So do you find the silliness itself the problem, or do you think the silliness with which it treats Christian themes is troubling?

I despise ads marketed at children--whatever we watch will likely come through Netflix


----------



## Skyler (Jul 18, 2009)

wturri78 said:


> Skyler said:
> 
> 
> > Not Veggie Tales. If you do, you'll regret it.
> ...



Well, Proverbs says that "foolishness is bound up in the heart of a child". If we don't want this to characterize their lives later in life, why give it to them when they're young and impressionable?

Secondly, I do find their irreverent attitudes toward great men of God disturbing. To quote a pastor who brought up the subject: "King David is a _cucumber!_"


----------



## SolaScriptura (Jul 18, 2009)

Joshua said:


> I like to go on You Tube and find the old Bugs Bunny and Tom & Jerry cartoons.
> 
> 1. They're clean, politically incorrect, and genuinely funny.
> 2. They're short, so as to not numb the brain.
> 3. I lo . . . err . . . Chloe loves them!



Exactly!


----------



## CredoFidoSpero (Jul 18, 2009)

Joshua said:


> I like to go on You Tube and find the old Bugs Bunny and Tom & Jerry cartoons.
> 
> 1. They're clean, politically incorrect, and genuinely funny.
> 2. They're short, so as to not numb the brain.
> 3. I lo . . . err . . . Chloe loves them!
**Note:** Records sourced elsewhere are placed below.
PR #431, opened 2018-10-22
WIP: Adding Alt Ore Functionality

imkSushi:
### Description of the Change

New function:
`public static void WorldGen.AddAlt<T>(T alt)`
This takes in one of the new classes:
AltCopper, AltIron, AltSilver, AltGold, AltCobalt, AltMythril, AltAdamantite
When initialised, these all must take the ore tile to be placed and the bar item for use in certain treasure chests. The AddAlt function adds the new alt ores to a list of them, each contained within the relevant class. When the world is generated, before the 'Reset' task, the vanilla ores are added, and then in the 'Reset' task, the ores to use are chosen and assigned to the relevant variables.

In addition, the ore in the MiningExplosivesBiome is now specified in a compatible way with this.

### Alternate designs

One alternative was to have seperate `AddAltCopper()`, `AddAltIron()` etc.. I decided not to do this, as the method I decided on made it possible in the near future for mods to easily let other mods add alt ores to them.

DO NOT MERGE THIS YET - It isn't ready. I just want some feedback before I implement many other alts (i.e. HM ores, Hellstone, Evil Biomes, Other Biomes, more...)
I'm also not quite sure where the AddAlt function, and the AltCopper, AltIron, etc. classes should go.

Eventually, it should be merged, as this adds in functionality that cannot be added by a mod, even with TerrariaHooks (at least, not easily, and certainly not flexibly)

### Benefits

Mods will be able to add alt ores of their own, and hopefully (eventually) alt other stuff as well

### Possible drawbacks

Not applicable (as far as I can think)

### Applicable Issues

Any mod that replaces the 'reset' task in World Gen will break this feature.

### Sample Usage

In the ModWorld of ExampleMod:
```C
public override void ModifyWorldGenTasks(List<GenPass> tasks, ref float totalWeight)
{
	int resetTask = tasks.FindIndex(genpass => genpass.Name == "Reset");
	if (reset != -1)
	{
		tasks.Insert(reset, new PassLegacy("Adding Alt Ores", delegate
		{
			WorldGen.Add(new AltCopper(mod.TileType<ExampleCopperTierOre>(), mod.ItemType<ExampleCopperTierBar>()));
		}));
	}
}
```
This would give the following behaviour:
1/3 of the time, Copper Ore spawns
1/3 of the time, Tin Ore spawns
1/3 of the time, ExampleCopperTierOre spawns instead

Of course, if you add more copper tier ores, those probabilities will decrease.

### DIFF
--- a/patches/tModLoader/Terraria.ModLoader/AltAdamantite.cs
+++ b/patches/tModLoader/Terraria.ModLoader/AltAdamantite.cs
@@ -1,0 +1,58 @@
+using System;
+using System.Collections.Generic;
+using Terraria.ID;
+
+namespace Terraria.ModLoader
+{
+	public class AltAdamantite
+	{
+		public readonly int oreTileType;
+		public readonly string oreBlessingText;
+		public readonly float abundanceMultiplier;
+		private static readonly List<AltAdamantite> AltAdamantites = new List<AltAdamantite>();
+		internal static bool vanillaAltsAdded = false;
+		public static AltAdamantite ChosenAltAdamantite { get; private set; }
+
+		public AltAdamantite(int oreTileType, string oreBlessingText, float abundanceMultiplier = 1f)
+		{
+			this.oreTileType = TileLoader.TileCount > oreTileType ? oreTileType : throw new Exception("oreTileType is an invalid tile");
+			this.oreBlessingText = oreBlessingText;
+			this.abundanceMultiplier = abundanceMultiplier;
+		}
+
+		public static AltAdamantite GetAltAdamantite()
+		{
+			if (!vanillaAltsAdded)
+			{
+				WorldGen.AddAlt(new AltCobalt(TileID.Adamantite, Lang.misc[14].Value));
+				WorldGen.AddAlt(new AltCobalt(TileID.Titanium, Lang.misc[23].Value, 0.9f));
+			}
+			return ChosenAltAdamantite ?? (ChosenAltAdamantite = AltAdamantites[WorldGen.genRand.Next(AltAdamantites.Count)]);
+		}
+
+		internal static void UnchooseAltAdamantite()
+		{
+			ChosenAltAdamantite = null;
+		}
+
+		internal static void Add(AltAdamantite alt)
+		{
+			AltAdamantites.Add(alt);
+		}
+
+		internal static bool unchosen()
+		{
+			return ChosenAltAdamantite == null;
+		}
+
+		internal static void tryFind(int oreTileType)
+		{
+			foreach (var altAdamantite in AltAdamantites)
+			{
+				if (altAdamantite.oreTileType != oreTileType) continue;
+				ChosenAltAdamantite = altAdamantite;
+				break;
+			}
+		}
+	}
+}
--- a/patches/tModLoader/Terraria.GameContent.Biomes/MiningExplosivesBiome.cs.patch
+++ b/patches/tModLoader/Terraria.GameContent.Biomes/MiningExplosivesBiome.cs.patch
@@ -1,0 +1,26 @@
+--- src/Terraria\Terraria.GameContent.Biomes\MiningExplosivesBiome.cs
++++ src/tModLoader\Terraria.GameContent.Biomes\MiningExplosivesBiome.cs
+@@ -1,6 +_,7 @@
+ using Microsoft.Xna.Framework;
+ using System;
+ using Terraria.GameContent.Generation;
++using Terraria.ModLoader;
+ using Terraria.World.Generation;
+ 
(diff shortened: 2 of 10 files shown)


Jofairden:
I'm not sure if I follow the use of this? Can't you just use Worldgen.rand to randomly spawn differing ore types?

imkSushi:
You can't add alternatives to the vanilla ores (i.e. Copper, Tin and your ore, or maybe Adamantite, Titanium and Troxinium (from Avalon)) - those were hard-coded, but this now lets you add ores that could replace the vanilla ones.

Chicken-Bones:
It might be better to use a world gen hook to just go through the world and replace all the copper with your copper (if you roll the 1/3 chance)

I'm not sure many people would use this, or it woule scale well. You could also just retexture existing copper if you wanted

imkSushi:
That breaks any mod that gens copper ore, etc. More particularly, I want it for the HM ores, which you can't get the correct 'blessing' text if you use that method.

Chicken-Bones:
Ahh, because they're only for combat, it doesn't really matter if your world doesn't have them, and other mods probably won't depend on them

imkSushi:
Yeah, but aesthetics are everything. Seriously though, it makes the mod look much lower quality, plus there are plenty of tml features that only a couple mods use.

Chicken-Bones:
Better off with a single Alt class and an enum

imkSushi:
Yeah, but if you want to add in ALTs for different things, then you require different data to implement it, so having one class and an enum means you can't do this easily.

imkSushi:
Fair. I'll change that then when I have time. Do you want me to drop the alt phm ores?

Chicken-Bones:
They can stay, provided we have a way to recipe group them. Also rip gem staves

patches/tModLoader/Terraria.ModLoader/AltAdamantite.cs
```diff
@@ -0,0 +1,58 @@
...
+		public readonly int oreTileType;
+		public readonly string oreBlessingText;
+		public readonly float abundanceMultiplier;
+		private static readonly List<AltAdamantite> AltAdamantites = new List<AltAdamantite>();
+		internal static bool vanillaAltsAdded = false;
+		public static AltAdamantite ChosenAltAdamantite { get; private set; }
+
+		public AltAdamantite(int oreTileType, string oreBlessingText, float abundanceMultiplier = 1f)
+		{
+			this.oreTileType = TileLoader.TileCount > oreTileType ? oreTileType : throw new Exception("oreTileType is an invalid tile");
```
Jofairden: I personally think this should be abstracted

patches/tModLoader/Terraria.ModLoader/AltAdamantite.cs
```diff
@@ -0,0 +1,58 @@
...
+			this.oreBlessingText = oreBlessingText;
+			this.abundanceMultiplier = abundanceMultiplier;
+		}
+
+		public static AltAdamantite GetAltAdamantite()
```
Jofairden: Similarly to above, I feel like this should be abstracted. E.g: AltOre class, GetAltOre()

patches/tModLoader/Terraria.ModLoader/AltAdamantite.cs
```diff
@@ -0,0 +1,58 @@
...
+		{
+			ChosenAltAdamantite = null;
+		}
+
+		internal static void Add(AltAdamantite alt)
+		{
+			AltAdamantites.Add(alt);
+		}
+
+		internal static bool unchosen()
```
Jofairden: no camelCase, UpperCase in c#

patches/tModLoader/Terraria.ModLoader/AltAdamantite.cs
```diff
@@ -0,0 +1,58 @@
...
+		{
+			return ChosenAltAdamantite == null;
+		}
+
+		internal static void tryFind(int oreTileType)
```
Jofairden: idem dito.

Jofairden: Also TryFind is a bit vague, TryFind what? Could use a better name.

patches/tModLoader/Terraria.ModLoader/AltAdamantite.cs
Jofairden: Also, it's usually preferred to `IsChosen()` and then !IsChosen() for conciseness.

Chicken-Bones:
What is free time. Can always come back to it I guess, but probably needs a rethink/design

PR #458, opened 2018-12-10
Make the installer add the execute permission to tModLoaderServer on unix systems

### LINKED ISSUE #402: "host and play" causes game to crash
### Description

"Host and Play" Causes the game to crash (with and without mods)

### Steps to Reproduce

1. Click on Multiplayer
2. Click on "Host and Play"
3. Choose character and world
4. Server Settings: "Enabled, Friends, Off"
5. Type password(or not) 
6. Click "Accept" and the game crashes

### Expected behavior 

Game doesn't crash

### Actual behavior

Game crashes with no error log showing up or anything

### Reproduction frequency

Every time

### Versions

Ubuntu 18.04(?)
Terraria (1.3.5.2)
TmodLoader (0.10.1.5)

### Mods

Thorium
Overhaul

Both tested independently of each other, and tested when no mods are enabled

### Additional Information

Terraria installed via Steam

Silly511:
### Description of the Change

When tModLoader is installed on linux or mac using the jar installer, trying to use Host & Play will crash the game due to the tModLoaderServer file not having the right permissions. This PR makes the installer add the execute permission to tModLoaderServer on linux and mac, which fixes that issue.

### Alternate designs

None.

Because it fixes a bug that prevents people on unix systems from using tModLoaderServer.

### Benefits

Bugs will be fixed.

### Possible drawbacks

I haven't tested this on linux because I don't own a linux computer, so I don't know how well it works on linux.

### Applicable Issues

Possibly #402.

### Sample Usage

None.

### DIFF
--- a/installer2/LinuxInfo.java
+++ b/installer2/LinuxInfo.java
@@ -4,6 +4,8 @@ public class LinuxInfo
 {
     public static void main(String[] args)
     {
+        File directory = getInstallDir();
+        
         String[] files = new String[]
         {
             "Terraria.exe",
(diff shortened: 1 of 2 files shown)


JavidPack:
Question, does this match up with the permissions of the vanilla exe? I'm pretty sure the script is executable, just can't remember if the .bin files need to be executable as well.

PR #462, opened 2018-12-19
More town NPC interaction hooks.

Agrair:
### Description of the Change

New hooks in `ModPlayer`, PostSellItem, PostBuyItem, CanSellItem, CanBuyItem, PostNurseHeal, and ModifyNurseHeal.

### Alternative implementations
Hooks for GlobalNPC/ModNPC instead

This allows players to edit the way players exchange money with town NPCs.

### Benefits

Selling and buying is now changeable by modders, as is when the player can heal themselves with the nurse.

### Possible drawbacks

If many mods are enabled, and some of them are returning false to a `Can-` hook, then the player may have some problems.

### Applicable Issues
What is said above, and 

### Future Hopes
1. Something for Example Mod.
2. Something for the stylist.


Agrair:
I am currently looking for a way to edit the price of of a bought item.

patches/tModLoader/Terraria/Main.cs.patch
```diff
@@ -3621,15 +3621,50 @@
...
- 												Main.player[Main.myPlayer].DelBuff(l);
- 												l = -1;
+-											{
+-												Main.player[Main.myPlayer].DelBuff(l);
+-												l = -1;
++										Main.player[Main.myPlayer].statLife += health;
++										if (removeDebuffs) {
++											for (int l = 0; l < 22; l++) {
++												int num24 = Main.player[Main.myPlayer].buffType[l];
++												if (Main.debuff[num24] && Main.player[Main.myPlayer].buffTime[l] > 0 && BuffLoader.CanBeCleared(num24)) {
```
Chicken-Bones: Please avoid changing indentation unless necessary. Breaking good formatting rules is acceptable to mimise patch size and improve maintainability.

Chicken-Bones:
We definitely need some use cases for these hooks so we can evaluate them. The implementation of the hooks looks quite neat and reasonable.

patches/tModLoader/Terraria/Main.cs.patch
Agrair: I don’t really know what happened there, VS started changing the tabulation and then reverted back to normal ten minutes later.

patches/tModLoader/Terraria.ModLoader/ModPlayer.cs
```diff
@@ -815,5 +815,57 @@ public class ModPlayer
...
+
+		}
+
+		/// <summary>
+		/// Return false to prevent a transaction. Called before the transaction.
+		/// </summary>
+		/// <param name="vendor"></param>
+		/// <param name="item"></param>
+		/// <returns></returns>
+		public virtual bool ModifyBuyItem(NPC vendor, Item item) => true;
```
Agrair: The item param should be ref.

Agrair: I wonder if I should add a manual “ref int price” param as well.

Chicken-Bones:
My main concern here is why you'd want to modify an item or price on purchase.  Maybe you want to do something akin to rolling modifiers? Maybe that's a use case.

You definitely shouldn't be changing the item or price, because then the user isn't going to get the same item they thought they were buying.

Agrair:
I understand what your concern, I'll change `Modify-` to `Can-`.

patches/tModLoader/Terraria.ModLoader/ModPlayer.cs
Jofairden: No, the Item parameter does not need the `ref` keyword, it is already a reference. For an int param, yes it would need `ref`, since the primitive type 'int' is copied, not referenced. But no, you should not add it (as mentioned by chicken-bones), this hook should not be for modifying prices directly.

Agrair:
The modifier rolling is an interesting idea, but I think that would fundamentally change the way shops work. I'll look into it though.

Agrair:
I have realized a mistake: now that I changed some of the Modify- hooks into Can- hooks, there is no more need for the extra code that allows for referenced parameters. I will fix this as soon as I can.

Chicken-Bones:
The code quality and implementation of this PR is very good. We just need examples of how these hooks will be used, so we know how to maintain them and what they should be used for

Agrair:
Sure thing!

JavidPack:
We still need examples. It isn't clear if some of these hooks couldn't be done with already existing hooks.

Agrair:
Added something really basic for `CanBuyItem`.

Agrair:
Now that I think about it, I still need to do some more thorough testing.

Agrair:
I know this is preferred, but should I add an example for each and every hook? I can't really think of too many use cases.

Chicken-Bones:
Examples on ExampleMod are great, and a few are needee, but when we asked for use cases, we meant you can just describe them here in a comment. And we need some for wach hook (otherwise why have the hook)?

Agrair:
Say the player wanted to count how many times the item is bought or add up the prices: I did that with stock and inflation. Another idea is that if a modder wants to have extra price than vanilla money, they could use the buying hooks to prevent a trade if they don’t meet the extra criteria as well as consume it. As for selling items to NPCs, players could trigger certain events (I was thinking this could be useful in storylines where the item is key to progression). Another is that modders could prevent the selling of certain items because the vendor does not want the item (the Wizard wouldn’t want Minishark, and the Arms Dealer wouldn’t want a Crystal Ball).

patches/tModLoader/Terraria.UI/ItemSlot.cs.patch
```diff
@@ -17,22 +17,59 @@
...
++					&& num == 3)
++				{
 +					Main.mouseItem = inv[slot].Clone();
 +					Main.mouseItem.stack = 1;
- 					if (inv[slot].buyOnce)
- 					{
--						Main.mouseItem.Prefix((int)inv[slot].prefix);
++					if (Main.mouseItem.buyOnce)
++					{
 +						Main.mouseItem.value *= 5; // preserve item value for items sold to the shop
```
Chicken-Bones: may need to be wary here, if we can change sell values and such, *5 may not be appropriate anymore

patches/tModLoader/Terraria.UI/ItemSlot.cs.patch
```diff
@@ -17,22 +17,59 @@
...
+@@ -556,12 +_,15 @@
+ 						}
+ 					}
  				}
- 				else if (num == 3)
- 				{
+-				else if (num == 3)
+-				{
 -					Main.mouseItem.netDefaults(inv[slot].netID);
+-					if (inv[slot].buyOnce)
```
Chicken-Bones: may-as well keep this as `inv[slot]` for better patch context/updating

patches/tModLoader/Terraria.UI/ItemSlot.cs.patch
Jofairden: this is how vanilla handles buy/sellprice , by *5 / 5
modfying price should modify item.price (afaik), so this should scale appropriately

Agrair:
One sec, I'll consider all the conversations, which are all good feedback, then resolve the conflict.

patches/tModLoader/Terraria.ObjectData/TileObjectData.cs.patch
```diff
@@ -105,7 +105,7 @@
 +				// legacy compatibility, mismatch isn't a problem here
 +				if (Height < _tileObjectCoords.heights.Length && ModContent.LoadingMod.tModLoaderVersion < new Version(0, 11))
 +					return;
-+
```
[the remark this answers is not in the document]
Agrair: Did [this](https://github.com/blushiemagic/tModLoader/pull/462/commits/dcc72bb1f7913a40b519e655e6c08212519396c0) fix it?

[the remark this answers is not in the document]
Agrair: Hmmm, probably shouldn't have done that using the online editor. *Probably*.

patches/tModLoader/Terraria.UI/ItemSlot.cs.patch
Agrair: wait, so does that mean I don't have to change anything?
and yes, the idea was that the modder should just modify item.price, which I've decided is the most optimal way.  If the modder wants to change the item itself, it's their fault if users complain, I guess.

patches/tModLoader/Terraria.ObjectData/TileObjectData.cs.patch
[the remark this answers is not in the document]
Jofairden: No, chicken bones is talking about the removal of that newline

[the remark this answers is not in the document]
Agrair: oh

Agrair:
Shit, I think I did break the setup. I can’t regen source anymore since I made that edit with the online editor. How can I delete a commit?

patches/tModLoader/Terraria.ObjectData/TileObjectData.cs.patch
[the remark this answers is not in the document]
Agrair: I think I did break the setup. I can’t regen source anymore since I made that edit with the online editor. I’ll need a few more days before I’m at my keyboard again and can fix it, sorry ‘bout that.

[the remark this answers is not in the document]
Agrair: I think I fixed it with [bb8051a](https://github.com/blushiemagic/tModLoader/pull/462/commits/bb8051aab4631cee296dd50ce8e2192813dafc33)

Chicken-Bones:
I don't actually have time to test the changes I pushed. Please test the hooks, including inflation save/load and multiplayer syncing (some netsync code is there, but I don't think the inflation will actually propagate if a different player does the buying)

Agrair:
Ok

patches/tModLoader/Terraria.ModLoader/ModContent.cs
```diff
@@ -24,7 +24,7 @@ public class ModContent
 
 		internal static readonly IDictionary<string, ModHotKey> modHotKeys = new Dictionary<string, ModHotKey>();
 
-		private static void SplitName(string name, out string domain, out string subName) {
+		public static void SplitName(string name, out string domain, out string subName) {
```
Agrair: weird but ok

patches/tModLoader/Terraria.ModLoader/ModPlayer.cs
```diff
@@ -815,5 +815,57 @@ public class ModPlayer
...
+		/// <summary>
+		/// Return false to prevent the player from healing.
+		/// </summary>
+		/// <param name="nurse"></param>
+		/// <param name="health">How much health the player gains.</param>
+		/// <returns></returns>
+		public virtual bool ModifyNurseHeal(NPC nurse, ref int health, ref int price, ref bool removeDebuffs)
+			=> true;
+
+		// TODO: Do the buy hooks.
```
Agrair: get rid of this

Chicken-Bones:
I added a server config. Modconfig has been merged into master

JavidPack:
K, there was a lot about inflation and stock that was causing me headaches thinking about all the ways it could go wrong. I replaced it with a simpler example that I was capable to properly testing.

Agrair:
It's cool, my fault anyway for implementing them like that.

PR #471, opened 2019-01-06
Update Chinese translation

Dierney:


Jofairden:
Thanks for the fast updates 👍

PR #483, opened 2019-01-20
Fixes a NRE crash if an item has a prefix > 83 but no ModPrefix

AJMJ2012:
Just a quick fix to prevent crashes on save.
However prefixes that would normally crash are instead ignored and discarded.

Example of crash:
1: Set a prefix on an item >83 and >ModPrefix defined max, such as 255.
2: Exit the world and you'll crash to desktop without a message when saving is done.
3: You can still load the world and character, but regardless if you have the offending mod loaded or not, it will still crash on exit save.

My mod, Item Qualities and Durability used to set a prefix of 255 if the prefix is 0 to trick the tooltips in displaying stat changes when the item's quality changes. However it seems since ModPrefix was added, it would just crash like this.
Either way, said mod will be using a different way of doing this rather than the invalid prefix method.

### DIFF
--- a/patches/tModLoader/Terraria.ModLoader.IO/ItemIO.cs
+++ b/patches/tModLoader/Terraria.ModLoader.IO/ItemIO.cs
@@ -35,8 +35,10 @@ namespace Terraria.ModLoader.IO
 
 			if (item.prefix >= PrefixID.Count) {
 				ModPrefix modPrefix = ModPrefix.GetPrefix(item.prefix);
-				tag.Set("modPrefixMod", modPrefix.mod.Name);
-				tag.Set("modPrefixName", modPrefix.Name);
+				if (modPrefix != null) {
+					tag.Set("modPrefixMod", modPrefix.mod.Name);
+					tag.Set("modPrefixName", modPrefix.Name);
+				}
 			}
 
 			if (item.stack > 1)


AJMJ2012:
Example of crash:
1: Set a prefix on an item >83 and >ModPrefix defined max, such as 255.
2: Exit the world and you'll crash to desktop without a message when saving is done.
3: You can still load the world and character, but regardless if you have the offending mod loaded or not, it will still crash on exit save.

My mod, Item Qualities and Durability used to set a prefix of 255 if the prefix is 0 to trick the tooltips in displaying stat changes when the item's quality changes. However it seems since ModPrefix was added, it would just crash like this.
Either way, said mod will be using a different way of doing this rather than the invalid prefix method.

Jofairden:
I wonder why we are saving item.prefix and getting by that rather than assembly/mod name and prefix name. If loading changes, aren't we losing the right prefix anyway? I might be missing something here

Jofairden:
So, confirming that this is a 'bug'. We need to change how the prefix saves to ensure it will work correctly with different load orders. I will close this PR with a commit when it's fixed.

Jofairden:
@AJMJ2012 thanks and sorry for the delay. Your fix was totally fine.

Chicken-Bones:
This is a perfectly fine hotfix, but prefixes will still be lost or altered when mods are unloaded and reordered.

Jofairden:
@Chicken-Bones Why are they? They are being saved and loaded by their mod name and prefix name, so it will return the correct ID based on those.

Jofairden:
Related fix: https://github.com/blushiemagic/tModLoader/commit/be135d493b326b79f49d512648694db92ffa0e09

PR #484, opened 2019-01-20
Fixed filename-less compilation errors (like CS1704) crashing the game.

Mirsario:
Title.

This fixes this > https://i.imgur.com/cf5UfSI.png < crash I've mentioned in discord earlier.


Chicken-Bones:
Nono it's valid

Mirsario:
The NRE was being thrown in CompilerError.ToString() (originally called in Logger.Log method on the error as an object), which definitely does sound weird, since it's a .NET class iirc.

Jofairden:
Okay, I understand. It is indeed part of .NET itself. My problem with this is that we now only safeguard for filename. Apparently any of these fields can be null, so I'd rather see something like a 'SafeLog' method that safeguards us against any of them being null.

Issue #488, opened 2019-02-06
Way to force HiDef graphics profile.


chatrat12:
Working on Terraria3D. Once I made my shaders a little more complex, it wasn't hard to pass the maximum shader instructions in SM2, I had to upgrade to SM3. Unfortunately, Reach does not support SM3. More complex shaders require a way to force Terraria into HiDef. Unfortunately this can only be done before the base game starts loading its own content. 

Wrote the stuff below first but just came up with a better idea. Can we enable HiDef by default if the graphics device can handle it? There is no advantage to defaulting to reach. 

Been pondering ways to do this. I think the simplest and most straight forward way is to just enable HiDef if the graphics device can support it. There is no advantage to using Reach by default if the machine is capable of HiDef.

I can still let the user, use reach mode but with less shader features and I can do inform them of that if the game was not able to boot with HiDef enabled.

Chicken-Bones:
Seems sound, please submit a pull request.

PR #489, opened 2019-02-06
Forces HiDef if grahpics device supports it

chatrat12:
### Description of the Change
Forces the graphics profile into HiDef if the graphics device supports it.

### Alternate designs
Not applicable

Allows mods to utilize SM3 shaders and other HiDef features if graphics device supports it.

### Benefits
SM3 shaders!

### Possible drawbacks
None

### Applicable Issues
#488 

### Sample Usage
```cs
Effect shader = null;

if (graphics.GraphicsProfile == GraphicsProfile.HiDef)
	shader = new Effect(graphics.GraphicsDevice, sm3ByteCode);
else // Device could not start HiDef, fallback to sm2 shader
	shader = new Effect(graphics.GraphicsDevice, sm2ByteCode);
```

### DIFF
--- a/patches/tModLoader/Terraria/Main.cs.patch
+++ b/patches/tModLoader/Terraria/Main.cs.patch
@@ -653,14 +653,16 @@
  			}
  			return result;
  		}
-@@ -7482,15 +_,11 @@
+@@ -7482,15 +_,17 @@
  			}
  			Main.Configuration.Get<bool>("Support4K", ref Main.Support4K);
  			bool flag = Main.Support4K && base.GraphicsDevice.Adapter.IsProfileSupported(GraphicsProfile.HiDef);
--			if (GraphicsAdapter.DefaultAdapter.CurrentDisplayMode.Width <= 1920 && GraphicsAdapter.DefaultAdapter.CurrentDisplayMode.Height <= 1200)
--			{
--				flag = false;
--			}
++			/* tModLoader will attempt to use HiDef even if the computer resolution doesn't need it to support newer shaders.
+ 			if (GraphicsAdapter.DefaultAdapter.CurrentDisplayMode.Width <= 1920 && GraphicsAdapter.DefaultAdapter.CurrentDisplayMode.Height <= 1200)
+ 			{
+ 				flag = false;
+ 			}
++			*/
  			if (Main.Support4K && flag)
  			{
  				Main.SetGraphicsProfile(GraphicsProfile.HiDef);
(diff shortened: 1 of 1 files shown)


patches/tModLoader/Terraria/Main.cs.patch
```diff
@@ -653,11 +653,23 @@
...
  		}
-@@ -7490,7 +_,7 @@
+@@ -7480,17 +_,9 @@
  			{
- 				Main.SetGraphicsProfile(GraphicsProfile.HiDef);
+ 				TexturePackSupport.Enabled = true;
  			}
+-			Main.Configuration.Get<bool>("Support4K", ref Main.Support4K);
+-			bool flag = Main.Support4K && base.GraphicsDevice.Adapter.IsProfileSupported(GraphicsProfile.HiDef);
+-			if (GraphicsAdapter.DefaultAdapter.CurrentDisplayMode.Width <= 1920 && GraphicsAdapter.DefaultAdapter.CurrentDisplayMode.Height <= 1200)
```
JavidPack: Rather than delete all this vanilla code, I think we should just comment out the check for display resolution, these 3 lines. Support4K defaults to true, so this would allow users to continue to use the Support4K config flag as designed to limit the HiDef profile.

chatrat12:
Whoops, totally overlooked that. I agree!

chatrat12:
So I made it so that if `Support4k` is false, it still uses HiDef (if supported) but max values are 1920, 1200, and 2048.

JavidPack:
I don't see why you added more changes. If someone sets Support4k to false, that's because they are having issues with HiDef profile and have manually attempted to prevent HiDef from being enabled.  

Isn't the idea that Hidef should have no drawbacks, so simply disabling the resolution checks that are in place should be all we need?

chatrat12:
So my thoughts behind it is that users don't know anything about graphics profiles and it's kind of confusing if disabling 4k also disables rendering capabilities (MRTs, shaders, ect)

As far as issues caused by HiDef, I'm not aware of any draw backs. If your graphics device can handle it, nothing in base Terraria changes other than max screen size.

This kind of makes the supports 4K flag irrelevant, but I didn't want to have it do nothing, that is also potentially confusing to the user. That's why I added the extra limitation to HiDef.

What are your thoughts?

Chicken-Bones:
I think the supports4K flag was originally a misnomer for 'enable hidef on large screens'

You should just keep the misnomer and ignore screensize. The only reason someone would turn it off is if there were issues.

Chicken-Bones:
If anyone makes an issue with confusion we can make separate flags

chatrat12:
Rodger, I'll get to it tonight. :D

chatrat12:
Yeah, I'll do a write up when I can :D

PR #496, opened 2019-02-23
 Update Chinese translation

Dierney:
Well, I'm glad I finally understand the "LoadErrorMajorVersionMismatch"......

### DIFF
--- a/patches/tModLoader/Terraria.Localization.Content.zh-Hans.tModLoader.json
+++ b/patches/tModLoader/Terraria.Localization.Content.zh-Hans.tModLoader.json
@@ -157,7 +157,7 @@
 		"MBOfflineWithReason": "- 离线({0})",
 		"MBBusy": "繁忙",
 		"MBUnknown": "未知",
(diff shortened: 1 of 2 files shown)


Jofairden:
Maybe it's helpful if you join our chat? I mean, if changes keep coming you keep updating the translation files which is kind of tedious. It would be much better to just to it at the end no?

Dierney:
> 也许如果你加入我们的聊天会有帮助吗？我的意思是，如果不断变化，你会不断更新翻译文件，这有点乏味。到最后没有它会好得多吗？

Yup, but I don't know what to do. Pull request is the quickest way I can think of.

Dierney:
> Maybe it's helpful if you join our chat? I mean, if changes keep coming you keep updating the translation files which is kind of tedious. It would be much better to just to it at the end no?

Yup, but I don't know what to do. Pull request is the quickest way I can think of.

JavidPack:
Thanks again for being very diligent with this.

Jofairden:
> Yup, but I don't know what to do. Pull request is the quickest way I can think of.

What I meant is, waiting before translating because we keep adding new strings

Dierney:
> What I meant is, waiting before translating because we keep adding new strings

Well, no problem. Just notify me before the new version is released.

PR #509, opened 2019-04-07
Change IDK to projectile id.

wooden-utensil:
Comment change.


JavidPack:
It's not though. 10 is purification powder. Since useammo is there, any positive number works. 10 is probably a relic of past versions of Terraria that needed it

And they're a good, low-key introduction to classical music and opera


----------



## Wannabee (Jul 18, 2009)

One of the concerns with children entertainment is that it dumbs down the imagination. Rather than building and completing thoughts in their minds it's all done for them. This has a programing affect on little brains that can inhibit skills such as spacial processing and "dreaming" up ideas. Of course, this isn't true about all videos, but something to be considered, especially in regard to "entertainment." Nature shows, such as the Moody series on creation, are excellent though, because they expand on the understanding of God's creation.
Lawrence's suggestion was excellent. Furthermore, you can get the Bible on CD, many great books in audio form, dramatized books such as those offered by Focus on the Family. Some of them are excellent, such as Ben Hur. They stir the imagination by making the child think and picture things as they hear the story.
Give them spacial things to do. Building blocks, Lincoln Logs, a tire rim and a stick, whatever. These activities spur and develop thought. Give them problems to solve.
You might also consider different languages. There are many audio tutorials that could be simply turned on and listened to. You'll be amazed at how much they pick up.

Just some rambling considerations. May God grant wisdom and grace in the raising of your precious child.


----------



## AThornquist (Jul 18, 2009)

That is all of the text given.